I have a sharp video projector bag I use unless it a big shoot and I use a Craftsman tool bag!:smt023


----------



## Old Padawan (Mar 16, 2007)

I use the I-Shot Pro Shooter bag. I carry way to much stuff. It has 4 padded gun cases, 8 mag pouches (2 1911 or 1 Glock mags per pouch), flashlight pouch, shooting glasses pouch water bottle pouch and several pockets for ancillary equipment. I will carry a couple hundred rounds in it; if I am shooting more than that I bring an ammo can. The bag is overkill and the size of a small suitcase, but I like it.

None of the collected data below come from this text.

PR #1451, opened 2025-07-10
Rational abelian groups

djspacewhale:
A **rational abelian group** is an abelian group that is both divisible and torsion-free. These are special among the abelian groups as they are precisely the left modules over the ring of rational numbers. This pull builds significant infrastructure for formalizing the theory of rational abelian groups, with eyes towards rational homotopy theory and commutative algebra.

Issue #1435, opened 2025-06-03
Analysis: series


lowasser:
I'm getting back to this and trying to build a good definition for _series_.

Wikipedia uses the term "series" to refer only to infinite sums, and I buy that.  I also claim that there's really no useful notion of series without a corresponding notion of convergence.

So what exactly is the setting in which a series is defined?  A commutative monoid with a metric space?  We don't necessarily have to be quite so general, but I'd at least like something general enough to encompass real and complex numbers, and maybe even some other handy spaces.

If we were in the habit of using standard topologies instead of metric spaces, we might define it over a topological group?  I don't know.  Ideas welcome.  I could also just start the ungeneralized version, sticking to real numbers, but that'd feel very out of character for this project.

fredrik-bakke:
I'll likely have some more thought-out input on this later, but for now I can recommend checking out the concept of "closeness spaces" as considered in Todd Ambride's thesis _[Exact Real Search: Formalised Optimisation and Regression in Constructive Univalent Mathematics](https://arxiv.org/abs/2401.09270)_. These seem like a promising setting in which to study convergence of series constructively. In particular, they should at times allow you to avoid principles of omniscience, although I do not have sufficient experience in this area to make a definitive statement. If you should choose to use this concept, I have the compactness of the extended natural numbers formalized in some unmerged branch (currently blocked on #1264 #1387).

lowasser:
I have to admit I'm not yet convinced that we need -- at least, anytime soon -- something specialized to constructive settings, at least for the problem I'm describing here.  The scope of this issue is intended to enclose only "in what settings can you define convergence of a series at all."

(The constructive setting places lots of constraints on how you can _show_ convergence -- no monotone convergence, you have to lean much harder on Cauchy conditions -- but that's a separate problem that we're making lots of progress on with Bernoulli's inequality and the like.)

At this point, my default is to construct, like, `Ab-With-Metric` or some other combined structure.

fredrik-bakke:
Ah, I see, I misunderstood your question the first time around. My bad

lowasser:
Or, reframed: we already have metric spaces and lots of infrastructure for defining convergence there, and I believe that'll suffice for our near term needs.  I'm just starting to skim the thesis you linked, but I think it's strictly more sophisticated than we need to get analysis and some basic functions defined.

lowasser:
[...]

PR #1452, opened 2025-07-12
Hom-ring, ℤ, ℚ, etc.

malarbol:
This PR aims to fill some gaps in ring-theory relations between ℤ and ℚ:

- `rational-ℤ` is the initial ring homomorphism `ℤ → ℚ`;
- elements of `ℤ⁺` are invertible in `ℚ`.

### DIFF
--- a/src/elementary-number-theory/ring-of-rational-numbers.lagda.md
+++ b/src/elementary-number-theory/ring-of-rational-numbers.lagda.md
@@ -14,14 +14,19 @@ open import commutative-algebra.commutative-rings
 open import elementary-number-theory.additive-group-of-rational-numbers
 open import elementary-number-theory.multiplication-rational-numbers
 open import elementary-number-theory.multiplicative-monoid-of-rational-numbers
+open import elementary-number-theory.rational-numbers
+open import elementary-number-theory.ring-of-integers
 
 open import foundation.coproduct-types
 open import foundation.dependent-pair-types
+open import foundation.homotopies
+open import foundation.identity-types
 open import foundation.unital-binary-operations
 open import foundation.universe-levels
 
 open import group-theory.semigroups
 
+open import ring-theory.homomorphisms-rings
 open import ring-theory.rings
 ```
 
@@ -63,4 +68,22 @@ pr2 ring-ℚ = has-mul-abelian-group-add-ℚ
 commutative-ring-ℚ : Commutative-Ring lzero
 pr1 commutative-ring-ℚ = ring-ℚ
 pr2 commutative-ring-ℚ = commutative-mul-ℚ
+```
+
+### The inclusion of integers in the rationals is the initial ring homomorphism
+
+```agda
+hom-ring-rational-ℤ : hom-Ring ℤ-Ring ring-ℚ
+hom-ring-rational-ℤ =
+  ( hom-add-rational-ℤ) ,
+  ( λ {x y} → inv (mul-rational-ℤ x y)) ,
+  ( refl)
+
+htpy-map-initial-hom-ring-rational-ℤ : map-initial-hom-Ring ring-ℚ ~ rational-ℤ
+htpy-map-initial-hom-ring-rational-ℤ =
+  htpy-initial-hom-Ring ring-ℚ hom-ring-rational-ℤ
+
+eq-initial-hom-ring-rational-ℤ : initial-hom-Ring ring-ℚ ＝ hom-ring-rational-ℤ
+eq-initial-hom-ring-rational-ℤ =
+  contraction-initial-hom-Ring ring-ℚ hom-ring-rational-ℤ
 ```
--- a/src/elementary-number-theory/unit-fractions-rational-numbers.lagda.md
+++ b/src/elementary-number-theory/unit-fractions-rational-numbers.lagda.md
@@ -27,6 +27,7 @@ open import foundation.action-on-identifications-functions
 open import foundation.binary-transport
 open import foundation.dependent-pair-types
 open import foundation.functoriality-dependent-pair-types
+open import foundation.identity-types
 
 open import group-theory.groups
 ```
@@ -117,4 +118,44 @@ smaller-reciprocal-ℚ⁺ q⁺@(q , _) =
           ( rational-ℚ⁺ (positive-rational-ℕ⁺ n⁺ *ℚ⁺ q⁺))
           ( 1<nq)))
     ( bound-archimedean-property-ℚ⁺ q⁺ one-ℚ⁺)
+```
+
+### The reciprocal of `n` is a multiplicative inverse of `n`
+
+```agda
+module _
+  (n : ℕ⁺)
+  where
+
+  left-inverse-law-positive-reciprocal-rational-ℕ⁺ :
+    mul-ℚ⁺
+      ( positive-reciprocal-rational-ℕ⁺ n)
+      ( positive-rational-ℕ⁺ n) ＝
+    one-ℚ⁺
+  left-inverse-law-positive-reciprocal-rational-ℕ⁺ =
+    left-inverse-law-mul-ℚ⁺ (positive-rational-ℕ⁺ n)
+
+  left-inverse-law-reciprocal-rational-ℕ⁺ :
+    mul-ℚ
+      ( reciprocal-rational-ℕ⁺ n)
+      ( rational-ℚ⁺ (positive-rational-ℕ⁺ n)) ＝
+    one-ℚ
+  left-inverse-law-reciprocal-rational-ℕ⁺ =
+    ap rational-ℚ⁺ left-inverse-law-positive-reciprocal-rational-ℕ⁺
+
+  right-inverse-law-positive-reciprocal-rational-ℕ⁺ :
+    mul-ℚ⁺
+      ( positive-rational-ℕ⁺ n)
+      ( positive-reciprocal-rational-ℕ⁺ n) ＝
+    one-ℚ⁺
+  right-inverse-law-positive-reciprocal-rational-ℕ⁺ =
+    right-inverse-law-mul-ℚ⁺ (positive-rational-ℕ⁺ n)
+
+  right-inverse-law-reciprocal-rational-ℕ⁺ :
+    mul-ℚ
+      ( rational-ℚ⁺ (positive-rational-ℕ⁺ n))
+      (reciprocal-rational-ℕ⁺ n) ＝
+    one-ℚ
+  right-inverse-law-reciprocal-rational-ℕ⁺ =
+    ap rational-ℚ⁺ right-inverse-law-positive-reciprocal-rational-ℕ⁺
 ```
--- a/src/elementary-number-theory/unit-fractions-rational-numbers.lagda.md
+++ b/src/elementary-number-theory/unit-fractions-rational-numbers.lagda.md
@@ -14,8 +14,8 @@ open import elementary-number-theory.inequality-integers
 open import elementary-number-theory.inequality-rational-numbers
 open import elementary-number-theory.integer-fractions
 open import elementary-number-theory.integers
-open import elementary-number-theory.multiplication-integers
 open import elementary-number-theory.multiplication-integer-fractions
+open import elementary-number-theory.multiplication-integers
 open import elementary-number-theory.multiplication-rational-numbers
 open import elementary-number-theory.multiplicative-group-of-positive-rational-numbers
 open import elementary-number-theory.natural-numbers
--- a/src/elementary-number-theory/unit-fractions-rational-numbers.lagda.md
+++ b/src/elementary-number-theory/unit-fractions-rational-numbers.lagda.md
@@ -12,12 +12,15 @@ module elementary-number-theory.unit-fractions-rational-numbers where
 open import elementary-number-theory.archimedean-property-positive-rational-numbers
 open import elementary-number-theory.inequality-integers
 open import elementary-number-theory.inequality-rational-numbers
+open import elementary-number-theory.integer-fractions
 open import elementary-number-theory.integers
 open import elementary-number-theory.multiplication-integers
+open import elementary-number-theory.multiplication-integer-fractions
 open import elementary-number-theory.multiplication-rational-numbers
 open import elementary-number-theory.multiplicative-group-of-positive-rational-numbers
 open import elementary-number-theory.natural-numbers
 open import elementary-number-theory.nonzero-natural-numbers
+open import elementary-number-theory.positive-integers
 open import elementary-number-theory.positive-rational-numbers
 open import elementary-number-theory.rational-numbers
 open import elementary-number-theory.strict-inequality-integers
@@ -61,6 +64,20 @@ reciprocal-rational-succ-ℕ n =
   reciprocal-rational-ℕ⁺ (succ-nonzero-ℕ' n)
 ```
 
+### Reciprocals of positive integers
+
+```agda
+positive-reciprocal-rational-ℤ⁺ : ℤ⁺ → ℚ⁺
+positive-reciprocal-rational-ℤ⁺ k =
+  positive-reciprocal-rational-ℕ⁺ (positive-nat-ℤ⁺ k)
+
+reciprocal-rational-ℤ⁺ : ℤ⁺ → ℚ
+reciprocal-rational-ℤ⁺ k =
+  reciprocal-rational-ℕ⁺ (positive-nat-ℤ⁺ k)
+```
+
+## Properties
+
 ### If `m ≤ n`, the reciprocal of `n` is less than or equal to the reciprocal of `n`
 
 ```agda
@@ -92,8 +109,6 @@ abstract
       ( left-unit-law-mul-ℤ (int-ℕ n))
       ( le-natural-le-ℤ m n m<n)
 ```
-
-## Properties
 
 ### For every positive rational number, there is a smaller unit fraction
 
@@ -154,7 +169,7 @@ module _
   right-inverse-law-reciprocal-rational-ℕ⁺ :
     mul-ℚ
       ( rational-ℚ⁺ (positive-rational-ℕ⁺ n))
-      (reciprocal-rational-ℕ⁺ n) ＝
+      ( reciprocal-rational-ℕ⁺ n) ＝
     one-ℚ
   right-inverse-law-reciprocal-rational-ℕ⁺ =
     ap rational-ℚ⁺ right-inverse-law-positive-reciprocal-rational-ℕ⁺
--- a/src/elementary-number-theory/additive-group-of-rational-numbers.lagda.md
+++ b/src/elementary-number-theory/additive-group-of-rational-numbers.lagda.md
@@ -11,6 +11,7 @@ module elementary-number-theory.additive-group-of-rational-numbers where
 ```agda
 open import elementary-number-theory.addition-rational-numbers
 open import elementary-number-theory.difference-rational-numbers
+open import elementary-number-theory.group-of-integers
 open import elementary-number-theory.rational-numbers
 
 open import foundation.dependent-pair-types
@@ -21,6 +22,7 @@ open import foundation.universe-levels
 open import group-theory.abelian-groups
 open import group-theory.commutative-monoids
 open import group-theory.groups
+open import group-theory.homomorphisms-abelian-groups
 open import group-theory.monoids
 open import group-theory.semigroups
 ```
@@ -98,4 +100,11 @@ abstract
 
   left-swap-add-ℚ : (p q r : ℚ) → p +ℚ (q +ℚ r) ＝ q +ℚ (p +ℚ r)
   left-swap-add-ℚ = left-swap-add-Ab abelian-group-add-ℚ
+```
+
+### The inclusion of integers in the rationals is an additive homomorphism
+
+```agda
+hom-add-rational-ℤ : hom-Ab ℤ-Ab abelian-group-add-ℚ
+hom-add-rational-ℤ = (rational-ℤ , λ {x y} → inv (add-rational-ℤ x y))
 ```
--- a/src/elementary-number-theory/positive-integers.lagda.md
+++ b/src/elementary-number-theory/positive-integers.lagda.md
@@ -98,6 +98,9 @@ module _
 ```agda
 one-positive-ℤ : positive-ℤ
 one-positive-ℤ = (one-ℤ , star)
+
+one-ℤ⁺ : ℤ⁺
+one-ℤ⁺ = one-positive-ℤ
 ```
 
 ## Properties
--- a/src/elementary-number-theory/positive-integers.lagda.md
+++ b/src/elementary-number-theory/positive-integers.lagda.md
@@ -156,6 +156,26 @@ is-positive-int-is-nonzero-ℕ (succ-ℕ x) H = star
 
 positive-int-ℕ⁺ : ℕ⁺ → positive-ℤ
 positive-int-ℕ⁺ (n , n≠0) = int-ℕ n , is-positive-int-is-nonzero-ℕ n n≠0
+
+positive-nat-ℤ⁺ : positive-ℤ → ℕ⁺
+positive-nat-ℤ⁺ (inr (inr x) , k>0) = succ-nonzero-ℕ' x
+
+is-section-positive-nat-ℤ⁺ :
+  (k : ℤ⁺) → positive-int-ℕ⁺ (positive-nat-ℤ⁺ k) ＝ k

http://www.ishot-inc.com/store2/product_info.php?cPath=22&products_id=34


----------



## gmaske (Jan 7, 2008)

Here's a little side story. I watched a guy in a park get busted for carrying his six gun in a back pack not to much diffrent from that. This was in Colorado mind you and in Pitkin County which is the land of the gold chains and big bucks. It would seem that, that is construed as concealed carry. It's times like that when you look at your range bag and wonder about the similarities. I never like leaving my guns in the car when I make a quick stop at the Super Market after a trip to the range. But what are you to do? There are just so many ways to get in to trouble going about your business. If you've got a CCL then no problem but if you don't you might want to think twice about that bag.


----------



## Ted (Nov 27, 2008)

*use lowepro*

go to ebay type in lowepro and cheek out the bags thats what i use padded and tuff . nova 5 aw is the one i got for 58.00 hope this helps


----------



## JagFarlane (Jul 23, 2008)

I use a Browning Broken Birds bag, can say I've comfortably carried 4 handguns, 600 rounds of 9mm, 700 rounds of .22, cleaning kits, a couple screwdrivers, and a 64oz bottle of Gatorade with tons of room to spare. The material seems to be of good quality, well padded, decent shoulder strap, well padded hand grips, and picked it up for around $30 at Bass Pro Shops.

But before that, I just used a backpack. Sometimes thats all ya really need, esp with just one or two handguns


----------